Stored data -
##########
PR #3729, opened 2021-06-07
Catch clean up error to prevent crash

liuzhe-lz:
Named pipe can sometimes fall into extremely sophisticated states and there is very little benefit to handle them. So when strange things happen, just wait the OS to recycle resources.
The only potential problem is, if the user stops and resumes an experiment in one process, then resuming might fail. I believe this use case is too rare to worth a fix.

### DIFF
--- a/nni/experiment/pipe.py
+++ b/nni/experiment/pipe.py
@@ -1,6 +1,9 @@
 from io import BufferedIOBase
+import logging
 import os
 import sys
+
+_logger = logging.getLogger(__name__)
 
 if sys.platform == 'win32':
     import _winapi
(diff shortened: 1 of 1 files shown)


ultmaster:
This PR doesn't seem to fix a problem, but to ignore a problem.

Does it mean that the exception is very rare? In that case, why don't we just raise an exception?

liuzhe-lz:
> This PR doesn't seem to fix a problem, but to ignore a problem.
> 
> Does it mean that the exception is very rare? In that case, why don't we just raise an exception?

Yes. This PR ignores a problem which only happens on experiment exiting. Since the experiment is already done, it's not harmful to have some invalid internal state.
The root cause is that NNI manager and Python script share the pipe and therefore its state depends on NNI manager's exit timing. To fix this, it needs to check the pipe's status before closing, and it must deal with atomic problem to be "correct".

ultmaster (approved):

QuanluZhang (approved):

PR #3808, opened 2021-06-10
fix foreground log

J-shang:


ultmaster (approved):
Please test with and without foreground and make sure everything is working as expected.

SparkSnail (approved):

PR #3833, opened 2021-06-15
Expose rstate in update_search_space to fix seed

g1910:
Expose rstate argument in update_search_space function to control/fix random seed of FMinIter in hyperopt


liuzhe-lz:
`update_search_space` is a virtual method / callback. The added parameter can never be used in standard NNI workflow.
To fix random seed, I suggest add a parameter to the constructor and it can be specified with `classArgs` field in config file.

QuanluZhang:
closed due to no further update

PR #3837, opened 2021-06-16
flops counter formatting fix

xiaowu0162:
Fix a minor formatting issue. Previously the counter prints out the FLOPs as a tensor directly.
before:
before
after:
after

### DIFF
--- a/nni/compression/pytorch/utils/counter.py
+++ b/nni/compression/pytorch/utils/counter.py
@@ -313,12 +313,13 @@ class ModelProfiler:
 
         table.field_names = headers
         for i, result in enumerate(self.results):
+            flops_count = int(result['flops'].item()) if isinstance(result['flops'], torch.Tensor) else int(result['flops'])
             row_values = [
                 i,
                 result['name'],
                 result['module_type'],
                 str(result['weight_shape']),
-                result['flops'],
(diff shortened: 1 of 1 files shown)


xiaowu0162:
@ultmaster @J-shang

J-shang (approved):

nni/compression/pytorch/utils/counter.py
```diff
@@ -313,12 +313,13 @@ def format_results(self):
 
         table.field_names = headers
         for i, result in enumerate(self.results):
+            flops_count = int(result['flops'].item()) if isinstance(result['flops'], torch.Tensor) else int(result['flops'])
```
ultmaster, line 316: `torch.is_tensor(...)`

xiaowu0162: It seems that line 366 in the same file also uses isinstance for checking. Also, do we need to consider the recommendation from the official website? [https://pytorch.org/docs/stable/generated/torch.is_tensor.html](url)

ultmaster: In the official recommendation is isinstance, I'm okay with that.

ultmaster (approved):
##########
What the task requires - Copy all lines from the data above that contain the word "opened".

Answer section -
PR #3729, opened 2021-06-07
PR #3808, opened 2021-06-10
PR #3833, opened 2021-06-15
PR #3837, opened 2021-06-16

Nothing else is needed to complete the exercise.